Google apologizes for “missing the mark” after Gemini generated racially diverse Nazis - eviltoast

It acknowledged ‘inaccuracies’ in historical prompts.

  • Ferk@kbin.social
    link
    fedilink
    arrow-up
    1
    ·
    edit-2
    10 months ago

    While the result from generating an image through AI is not meant to be “factually” accurate, its seeking to be as accurate as possible when it comes to matching the prompt that is provided. And the prompt “1943 German Soldier” or “US Senator from the 1800” or “Emperor of China” has some implications in what kind of images would be expected and which kinds wouldn’t. Just like how you wouldn’t expect a lightsaber when asking for “medieval swords”.

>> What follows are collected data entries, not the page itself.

PR #6977, opened 2026-01-29
fix(cli): strip ANSI codes from indicator for padding in promptSelect

crowlKats:


kt3k (approved):
Makes sense when the indicator has any ansi styling

LGTM

PR #6981, opened 2026-02-03
feat(xml/unstable): add XML parsing and serialization module

tomas-zijdemans:
# New XML parsing and serialization module

> Sorry, I accidentally closed this [PR](https://github.com/denoland/std/pull/6942). This is a revamp that adds more functionality and handles not-wellformed XML better.

The goal of this PR is to implement XML parsing, especially streaming, to handle large XML files without consuming a lot of memory. I chose `saxes` as the library to beat, since it seems to be the best streaming parser out there.

## Functionality - Deno std vs saxes

**Deno Parser Advantages**
Feature | Notes
-- | --
Dual API (DOM + Streaming) | parse() returns a tree, parseXmlStream() for events. Saxes is streaming-only.
Round-trip Support | Built-in stringify() for serialization. Saxes is parse-only.
Zero-allocation Streaming | Callback API with XmlAttributeIterator avoids per-event object creation

**Saxes Advantages**
Feature | Notes
-- | --
XML 1.1 Support | Full XML 1.1 spec. Deno is XML 1.0 only.

 XML 1.1 support is really the only significant feature saxes has that Deno lacks. And XML 1.1 is rarely used in practice.

## Performance streaming - Deno std vs saxes
All tests are run on a MacBook M1 Max. I used a 597MB XML file with product data in the google product format.

Metric | Deno std | Saxes
-- | -- | --
Heap Delta | 4.14 MB | 21.26 MB
Peak Heap | 34.89 MB | 34.77 MB
Duration | 5.00s | 5.56s

The performance in parsing time is similar, with a gain on the memory side (compared to `SAX` and `htmlparser2` we are a lot faster)

## Performance DOM-style/non-streaming - Deno std vs others
DOM-style streaming is not the main focus of this PR, but running benchmarks against a few dozen files (various types of XML, both small and bigger files), this module performs very well while offering significantly stronger XML conformance than these libs:

| Library | Small Files | Large Files |
|---------|-------------|-------------|
| htmlparser2 | 1.2x slower | 1.7x slower |
| SAX | 1.4x slower | 2.8x slower |
| fast-xml-parser | 2.2x slower | 4.1x slower |
| xml2js | 2.9x slower | 5.3x slower |

## Conformance - Deno std vs saxes

No mainstream npm XML library aims to pass the entire W3C XML test suite (especially DTD/external entity/validation cases). Full support is complex and often disabled or omitted in JS parsers for security reasons (XXE/entity-expansion DoS).

I chose the same approach as saxes: To not support custom entity expansion from DTD, as that poses a security risk (XXE vulnerabilities and Billion-laughs attacks)

The below results are based on the [official test suite](https://www.w3.org/XML/Test/), with the following caveats:
- DTD expansions and validation tests are put in a Skip list
- Only XML 1.0 Fifth version

**With Skip List (1294 tests)**

| Parser | Passed | Total | Rate |
|--------|--------|-------|------|
| Saxes | 1290 | 1294 | 99.7% |
| Deno (sync) | 1294 | 1294 | 100.0% |
| Deno (stream) | 1294 | 1294 | 100.0% |

**Without Skip List (1736 tests)**

| Parser | Passed | Total | Rate |
|--------|--------|-------|------|
| Saxes | 1312 | 1736 | 75.6% |
| Deno (sync) | 1442 | 1736 | 83.1% |
| Deno (stream) | 1417 | 1736 | 81.6% |

### DIFF
--- a/import_map.json
+++ b/import_map.json
@@ -45,7 +45,7 @@
     "@std/ulid": "jsr:@std/ulid@^1.0.0",
     "@std/uuid": "jsr:@std/uuid@^1.1.0",
     "@std/webgpu": "jsr:@std/webgpu@^0.224.9",
-    "@std/xml": "jsr:@std/xml@^0.0.1",
+    "@std/xml": "jsr:@std/xml@^0.1.0",
     "@std/yaml": "jsr:@std/yaml@^1.0.11"
   }
 }


xml/parse_stream.ts
```diff
@@ -0,0 +1,127 @@
...
+ *
+ * @param source The XML text stream to parse. Can be a ReadableStream or any
+ *               AsyncIterable that yields string chunks.
+ * @param callbacks Callback functions invoked for each XML event. All callbacks
+ *                  are optional - only provide the ones you need.
+ * @param options Parsing options.
+ * @returns A promise that resolves when parsing is complete.
+ */
+export async function parseXmlStream(
+  source: ReadableStream<string> | AsyncIterable<string>,
```
kt3k: Does it make sense to only accept `AsyncIterable<string>`? The implementation seems only needing `AsyncIterable` methods

tomas-zijdemans: Yes. That makes perfect sense. I changed it in the latest commit. Thanks!

xml/deno.json
```diff
@@ -0,0 +1,11 @@
+{
+  "name": "@std/xml",
+  "version": "0.0.1",
```
kt3k: Let's start with 0.1.0
```suggestion
  "version": "0.1.0",
```

In 0.x.y versions, we can still distinguish breaking and non-breaking changes by using minor and patch upgrades

PR #4030, opened 2024-09-04
Fix the issue of state update failure.

lintingbin:
## Brief change log

The subscribeMetricsChange method reads the current state from the database and then updates it back to the database, which may cause the subscribeJobStatusChange update to fail. Therefore, the persistMetrics function has been modified so that the state field is not updated every time; it is only updated when the state field needs modification.

## Verifying this change

*(or)*

*(or)*


wolfboys (approved):
LGTM

PR #4040, opened 2024-09-06
[Feature-3960] Add task distribution for streampark

### LINKED ISSUE #3960: [Feature] Add task distribution for streampark
### Search before asking

### Description

Distribute the task to the specified server, using the consistent hashing algorithm by default.

The previous design suggested separating task startup and monitoring. While the task could be started on any server, monitoring needed to be distributed to maintain load balancing. However, at the current stage, there is a dependency between task startup and monitoring, and separating the two would require additional design efforts. Additionally, during fault recovery, task startup would also need to be reallocated, adding further complexity. To minimize changes in the first stage, task startup, shutdown, and monitoring will all be performed on the same specified server. The following is the specific design:

<div align="center">
  
</div>

- **Provide the `ConsistentHash` utility class**: Support adding and deleting servers, and hash tasks to the specified server based on the task ID.
- **Implement a unified `FlinkTaskService` interface**: Include functionality for obtaining a list of monitored tasks, starting/stopping tasks, and redistributing tasks.
- **Create a new table `t_flink_task` in the database for message communication**: Use the producer-consumer model, writing a record to the table when a task starts/stops. FlinkTaskService will poll the table to obtain task records and use ConsistentHash to determine if the task belongs to it. If not, it takes no action; if it does, it performs the relevant operations.

### Function

The SP uses task distribution to perform the following three operations:

- Use the producer-consumer model to start/stop tasks.
- When there is no server addition or deletion, ConsistentHash ensures the stability of the hash result, with each task being assigned to only one specified server.
- When a server is added or removed, the registry center triggers FlinkTaskService to reallocate tasks.

### How to use
SP automatically manages the distribution of tasks without the user's awareness.

### Module

**ConsistentHash:** Add a utility class for the task distribution algorithm.

```java 
public class ConsistentHash<T> {

    // the number of virtual nodes for each server
    private final int numberOfReplicas = 2 << 16;

    // the hash ring of servers
    private final SortedMap<Long, T> circle = new TreeMap<>();

    /**
     * Initialize the ConsistentHash with a collection of servers.
     */
    public ConsistentHash(Collection<T> servers) { servers.forEach(this::add); }

    /**
     * Add the virtual nodes of the server to the hash ring.
     */
    public void add(T server) {
        for (int i = 0; i < numberOfReplicas; i++) {
            circle.put(Murmur3Hash.hash64(server.toString() + i), server);
        }
    }

    /**
     * Remove the virtual nodes of the server from the hash ring.
     */
    public void remove(T server) {
        for (int i = 0; i < numberOfReplicas; i++) {
            circle.remove(Murmur3Hash.hash64(server.toString() + i));
        }
    }

    /**
     * Get the server that the key belongs to from the hash ring.
     */
    public T get(Object key) {
        if (circle.isEmpty()) {
            return null;
        }
        long hash = Murmur3Hash.hash64(key.toString());
        if (!circle.containsKey(hash)) {
            SortedMap<Long, T> tailMap = circle.tailMap(hash);
            hash = tailMap.isEmpty() ? circle.firstKey() : tailMap.firstKey();
        }
        return circle.get(hash);
    }
}
```
**FlinkTaskService:** This module includes the relevant interfaces involved in task distribution.

```java
/**
 * FlinkTaskService is the interface for managing tasks.
 */
public interface FlinkTaskService extends IService<FlinkTask> {

    /**
     * Add the current console server itself to the consistent hash ring.
     * @param serverName String
     */
    void init(String serverName);

    /**
     * This interface is responsible for polling the database to retrieve task records and execute the corresponding operations.
     * @param flinkTask FlinkTask
     */
    void executeFlinkTask(FlinkTask flinkTask) throws Exception;

    /**
     * Through this interface, the watcher obtains the list of tasks that need to be monitored.
     * @param applications List<Application>
     * @return List<Application> List of tasks that need to be monitored
     */
    List<Application> getMonitoredTaskList(List<Application> applications);

    /**
     * This interface handles task redistribution when server nodes are added.
     * @param server String
     */
    void addServerRedistribute(String server);

    /**
     * This interface handles task redistribution when server nodes are removed.
     * @param server String
     */
    void removeServerRedistribute(String server);

    /**
     * Determine whether the task is processed locally
     *
     * @param appId Long
     * @return boolean
     */
    public boolean isLocalProcessing(Long appId);

    /**
     * Save flink task
     *
     * @param appParam  Application
     * @param autoStart boolean
     * @param action It may be one of the following values: START, RESTART, REVOKE, CANCEL, ABORT
     */
    public void saveFlinkTask(Application appParam, boolean autoStart, FlinkTaskEnum action);
}
```

### Usage Scenario

_No response_

### Related issues

_No response_

### Code of Conduct

HxpSerein:

Issue Number: close https://github.com/apache/incubator-streampark/issues/3960

## Brief change log
Add task distribution for streampark

## Verifying this change

- ConsistentHashTest
- FlinkTaskServiceTest


Mrart:
Thanks for contributing, I'm leaving a few comments, 
1) We only support flink yarn jobs? we need supported k8s and spark jobs.
2) We can have more test cases to protect the stability of the program. So far we have only tested consistent hashes,.

HxpSerein:
Thank you, @Mrart, for your review.

I fully agree with your suggestion to add more test cases to enhance the program's stability. So far, we've only tested consistent hashing, and additional tests for other scenarios will be helpful moving forward.

> We can have more test cases to protect the stability of the program. So far we have only tested consistent hashes.

This PR modifies the task distribution logic in ApplicationActionServiceImpl. For single-node scenarios, the current logic will still be executed locally. In multi-node HA scenarios, since Streampark currently doesn’t support multi-node integration testing (IT), and adding IT tests in the short term is challenging, I plan to add unit tests (UT) for logic correctness. Once the resource center is integrated, we can proceed with multi-node cluster deployment testing.

> We only support flink yarn jobs? we need supported k8s and spark jobs.

Since the resource center is not yet developed and HA is incomplete, the current testing support is somewhat limited. To ensure code stability, I propose to temporarily support only Flink tasks, with support for Kubernetes and Spark jobs added once the resource center is completed. Do you have any suggestions on this approach? @Mrart @wolfboys

Mrart:
> Since the resource center is not yet developed and HA is incomplete, the current testing support is somewhat limited. To ensure code stability, I propose to temporarily support only Flink tasks, with support for Kubernetes and Spark jobs added once the resource center is completed. Do you have any suggestions on this approach? @Mrart @wolfboys

I agree it.

Mrart:
Another suggestion is that we merge our commits before we merge them and change the commit to match what we changed

streampark-console/streampark-console-service/src/main/assembly/script/schema/mysql-schema.sql
```diff
@@ -240,6 +240,19 @@ create table `t_flink_sql` (
 ) engine=innodb auto_increment=100000 default charset=utf8mb4 collate=utf8mb4_general_ci;
 
 
+-- ----------------------------
+-- Table structure for t_ha_task
+-- ----------------------------
+drop table if exists `t_ha_task`;
+create table `t_ha_task` (
```
wolfboys: I suggest the table name rename to  `t_console_ha_task`

streampark-console/streampark-console-service/src/main/assembly/script/schema/mysql-schema.sql
```diff
@@ -240,6 +240,19 @@ create table `t_flink_sql` (
 ) engine=innodb auto_increment=100000 default charset=utf8mb4 collate=utf8mb4_general_ci;
 
 
+-- ----------------------------
+-- Table structure for t_distribution_task
+-- ----------------------------
+drop table if exists `t_distribution_task`;
```
wolfboys: Would it be better to rename table "t_distributed_task"?

streampark-console/streampark-console-service/src/main/java/org/apache/streampark/console/core/service/impl/DistributionTaskServiceImpl.java
```diff
@@ -0,0 +1,239 @@
...
+@Service
+@Transactional(propagation = Propagation.SUPPORTS, readOnly = true, rollbackFor = Exception.class)
+public class DistributionTaskServiceImpl extends ServiceImpl<DistributionTaskMapper, DistributionTask>
+    implements
+        DistributionTaskService {
+
+    /**
+     * Server name
+     */
+    private String serverName;
```
wolfboys: It is recommended to rename to "serverId"

streampark-console/streampark-console-service/src/main/resources/mapper/core/DistributionTaskMapper.xml
```diff
@@ -0,0 +1,28 @@
...
+  ~ distributed under the License is distributed on an "AS IS" BASIS,
+  ~ WITHOUT WARRANTIES OR CONDITIONS OF ANY KIND, either express or implied.
+  ~ See the License for the specific language governing permissions and
+  ~ limitations under the License.
+  -->
+<!DOCTYPE mapper
+        PUBLIC "-//mybatis.org//DTD Mapper 3.0//EN"
+        "http://mybatis.org/dtd/mybatis-3-mapper.dtd">
+<mapper namespace="org.apache.streampark.console.core.mapper.DistributionTaskMapper">
+    <resultMap id="BaseResultMap" type="org.apache.streampark.console.core.entity.DistributionTask">
```
wolfboys: We don't need to define this BaseResultMap because it has never been used.

HxpSerein: Resolved.

streampark-console/streampark-console-service/src/main/java/org/apache/streampark/console/core/service/impl/DistributionTaskServiceImpl.java
HxpSerein: Resolved.

streampark-console/streampark-console-service/src/main/assembly/script/schema/mysql-schema.sql
HxpSerein: Resolved.

wolfboys (approved):
LGTM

    I’m not convinced that attempting to “balance a biased training dataset” in the way that this is apparently being done is really attainable or worthwhile.

    An AI can only work based on biases, and it’s impossible to correct/balance the dataset without just introducing a different bias. Because the model is just a collection of biases that discriminate between how different descriptions relate to pictures. If there was no bias for the AI to rely on, they would not be able to pick anything to show.

    For example, the AI does not know whether the word “Soldier” really corresponds to someone dressed like in the picture, it’s just biased to expect that. It can’t tell whether an actual soldier might just be wearing pajamas or whether someone dressed in those uniforms might not be an actual soldier.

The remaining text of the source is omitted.